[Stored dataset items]
────────────────

PR #1094, opened 2023-09-02
print: Bump interface version to 2

A6GibKm:
A new accept_label option was added, this should bump the version number.

See 65e625e63dfdbdaa288d8ee82091b8324117bb3e.


jadahl:
This lgtm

────────────────

**ABOUT THIS TASK:**
Retype the records in full, keeping every word as it is.

**ANSWER:**
PR #1094, opened 2023-09-02
print: Bump interface version to 2

A6GibKm:
A new accept_label option was added, this should bump the version number.

See 65e625e63dfdbdaa288d8ee82091b8324117bb3e.


jadahl:
This lgtm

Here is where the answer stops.